Supergeleiding

Zoek dit woord op in WikiWoordenboek
Uit Wikipedia, de vrije encyclopedie
(Doorverwezen vanaf Supergeleider)

Supergeleiding (vroeger ook suprageleiding genoemd) is het verschijnsel dat sommige materialen, onder een bepaalde, meestal zeer lage temperatuur of cryogene omstandigheden, geen elektrische weerstand meer hebben. Het verschijnsel is op 8 april 1911, in zijn laboratorium in Leiden, ontdekt door de natuurkundige Heike Kamerlingh Onnes.[1][2][3] In de jaren 80 en 90 van de 20e eeuw vond men ook supergeleiding bij veel hogere temperaturen, in keramische materialen.

Supergeleiding wil zeggen dat als er stroom op gang gebracht wordt in een gesloten kring die bestaat uit een supergeleidend materiaal, deze stroom ook zonder aangelegde elektrische spanning zal blijven rondlopen. Doordat een kringstroom een magnetisch veld opwekt kan men op deze manier een permanent magnetisch veld opwekken. Supergeleidende magneten vinden daarom veel toepassing, maar een groot nadeel is dat supergeleiding in de meeste materialen slechts bij bijzonder lage temperaturen optreedt, enkele graden boven het absolute nulpunt.
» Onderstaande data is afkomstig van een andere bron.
PR #1350, opened 2022-08-24
Fix label validation style render bug.

StephanieJKS:
Closes ~#ISSUE_NUMBER~

This PR fixes the bug in which the validate styles were not being applied correctly. These included border color not changing; color of feedback in extra not changing; and the icon not being displayed in the correct position, as well as not changing color. 
The fix for the component border color involved setting the status property of the relative components. 
The fix for the feedback in the extra involved changing how the classes were applied.
The fix for the icon involved changing the classes applied to the icon.

## Checklist

- [ ] Tests added


packages/plugins/blocks/blocks-antd/src/blocks/DateRangeSelector/DateRangeSelector.js
```diff
@@ -51,7 +51,7 @@ const DateRangeSelector = ({
       validation={validation}
       required={required}
       content={{
-        content: () => (
+        content: (icon) => (
```
Gervwyk, line 54: Can we add an TODO here to say: Content area should pass down named args.

Gervwyk (approved):

packages/plugins/blocks/blocks-antd/src/blocks/DateRangeSelector/DateRangeSelector.js
Gervwyk: Actually, let's change these to `({ icon }) => ` and call with `({ icon })`, please.

StephanieJKS: Change made in 832f68c671e23c30f960792c8dd91164c6742f6a

Gervwyk (dismissed):

Gervwyk (approved):

PR #1458, opened 2023-01-06
Lowdefy Website

StephanieJKS:
This PR adds the Lowdefy website as a new package. This website package recreates the existing Lowdefy website using lowdefy config.

## Checklist

- [ ] Tests added


packages/website/package.json
```diff
@@ -0,0 +1,61 @@
...
+    "./types": "./dist/types.js"
+  },
+  "files": [
+    "dist/*"
+  ],
+  "scripts": {
+    "build": "swc src --out-dir dist --config-file ../../.swcrc --delete-dir-on-start",
+    "clean": "rm -rf .lowdefy",
+    "prepublishOnly": "pnpm build",
+    "test": "node --experimental-vm-modules node_modules/jest/bin/jest.js"
```
SamTolmay, line 46: Please remove these scripts as well as `dependencies` and `devDependencies` and `exports`, because they are not used. Unless we are planning to use custom plugins for the website, in which case they should stay

Removing the test script will make the github workflows tests pass, since Jest fails if it doesn't find any tests

SamTolmay: We actually maybe don't need a `package.json` at all if we are not using plugins, this might be better because then then we won't publish an empty package to npm

StephanieJKS: We might need a custom plugin or two for a few of the components that still need to be added. 

Please see 5cfff352b93631dd86ec75f7dab0aed09370df31

SamTolmay (dismissed):

SamTolmay (approved):

PR #1480, opened 2023-01-24
Throw error if CLI version 3 and app version > 3

StephanieJKS:
This PR adds an error that is thrown when a user tries to run an app with a version greater than 3 on the version 3 CLI. It adds a dependency on semver, which is used to validate the version and to get the major version.

## Checklist

- [ ] Tests added


packages/cli/src/utils/checkForUpdatedVersions.js
```diff
@@ -15,8 +15,24 @@
...
+---------------------------------------------------
+  Version ${lowdefyVersion} is not a valid version.
+---------------------------------------------------`);
+  }
+  if (semver.major(lowdefyVersion) > 3) {
+    throw new Error(`
+---------------------------------------------------
+  You are attempting to run a version ${lowdefyVersion} app with the version 3 CLI.
+  Please update your Lowdefy CLI version.
+  To do this, run 'pnpx lowdefy@${semver.major(lowdefyVersion)}'.
```
SamTolmay, line 32: This should be `npx` for version 3.

SamTolmay (approved):

PR #1531, opened 2023-03-14
Add GeolocationCurrentPosition action to the docs.

StephanieJKS:
This PR adds the GeolocationCurrentPosition action to the docs. It also updates the action template to add a response section if `response` is provided to the template.

## Checklist

- [ ] Tests added

### DIFF
--- a/packages/docs/actions/GeolocationCurrentPosition.yaml
+++ b/packages/docs/actions/GeolocationCurrentPosition.yaml
@@ -1,0 +1,61 @@
+# Copyright 2020-2023 Lowdefy, Inc
+
+# Licensed under the Apache License, Version 2.0 (the "License");
+# you may not use this file except in compliance with the License.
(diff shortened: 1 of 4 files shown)


SamTolmay (dismissed):

Gervwyk (changes requested):
I think we need to implement better error handling for when geolocation is not available or denied by client. Currenlty we wrap it in a try catch. and return null is it fails. Perhaps not throw to break the action chain but instead return an adequate response to that actions later in the change at least has access to the error message. We also need to add a note about this error to the docs, stating the response condition when a user denies location access. 
See https://developer.mozilla.org/en-US/docs/Web/API/Geolocation_API/Using_the_Geolocation_API
https://developer.mozilla.org/en-US/docs/Web/API/GeolocationPositionError

Gervwyk (approved):

PR #1551, opened 2023-04-06
Authentication fixes

SamTolmay:

This PR makes the following changes:
- A 200 API response is sent on head requests - this is required for email authentication on corporate networks: https://next-auth.js.org/tutorials/avoid-corporate-link-checking-email-provider
- The server-side session was not passed to the SessionProvider component, causing an extra network request to fetch the session on initial page load
- The window is now reloaded if a client was authenticated, and is no longer authenticated. This is to prevent the user looking at a stale page, and then failing to make requests on the page because they are unauthenticated.
- The basePath needed to be provided to the SessionProvider

## Checklist

- [X] Pull request is made to the "develop" branch
- [ ] Tests added
- [X] Code has been formatted with Prettier
- [X] Edits from maintainers are allowed

### DIFF
--- a/packages/server-dev/lib/auth/AuthConfigured.js
+++ b/packages/server-dev/lib/auth/AuthConfigured.js
@@ -15,14 +15,23 @@
 */
 /* eslint-disable react/jsx-props-no-spreading */
 
-import React from 'react';
+import React, { useEffect, useRef } from 'react';
 import { SessionProvider, signIn, signOut, useSession } from 'next-auth/react';
 
 function Session({ children }) {
+  const wasAuthenticated = useRef(false);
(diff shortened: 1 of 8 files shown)


packages/server-dev/lib/auth/AuthConfigured.js
```diff
@@ -31,9 +42,12 @@ function Session({ children }) {
 
 function AuthConfigured({ authConfig, children, serverSession }) {
   const auth = { signIn, signOut, authConfig };
-
+  let basePath = process.env.LOWDEFY_BASE_PATH ?? lowdefyConfig.basePath;
```
Gervwyk, line 45: process.env?

PR #1596, opened 2023-05-31
fix(engine): Fix setting values of blocks to null using set state.

SamTolmay:

A bug in engine meant that if set state was called and the value for a block in state was undefined, the undefined value was not applied to the block, and the blocks previous value was retained. This PR fixes that bug.

## Checklist

- [x] Tests added

### DIFF
--- a/packages/engine/test/Block/setState.test.js
+++ b/packages/engine/test/Block/setState.test.js
@@ -94,7 +94,7 @@ test('Set block value to null using set state', async () => {
   expect(context.state).toEqual({ textInput: null });
 });
 
-test('v', async () => {
+test('Set nested block value to null using set state', async () => {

Supergeleidende magneten moeten dus met grote en kostbare installaties worden gekoeld, meestal met vloeibaar helium.

Als gevolg van het Meissner-effect kan een magneet zweven boven een supergeleider.

Geschiedenis[bewerken | brontekst bewerken]

Tijdlijn van onderzoek naar supergeleiding
1911 Heike Kamerlingh Onnes en Gilles Holst ontdekken dat de weerstand van kwik plotseling verdwijnt bij 4,2 kelvin.
1933 Walther Meissner en Robert Ochsenfeld ontdekken dat binnenin supergeleidende metalen geen magnetische velden kunnen voorkomen.
1935 Fritz en Heinz London tonen aan dat het Meissner-effect een gevolg is van de beperking van de elektromagnetische vrije energie veroorzaakt door de supergeleidende stroom.
1952 Aleksej Abrikosov maakt onderscheid tussen Type-I en Type-II supergeleiders.
1957 John Bardeen, Leon Cooper en Robert Schrieffer formuleerden de BCS-theorie, een uitleg waarin de elektronen in een supergeleider paren vormen.
1962 De eerste commerciële supergeleidende draad, een niobium-titanium (NbTi) legering, wordt door Westinghouse vervaardigd.
1962 Brian Josephson voorspelt het Josephson-effect, waarbij supergeleidende elektronenparen door een isolatiebarrière kunnen tunnelen.
1986 Alex Müller en Georg Bednorz ontdekken het fenomeen van hogetemperatuursupergeleiding.
1987 Paul C.W. Chu maakt een legering die bij 93 K supergeleidend wordt.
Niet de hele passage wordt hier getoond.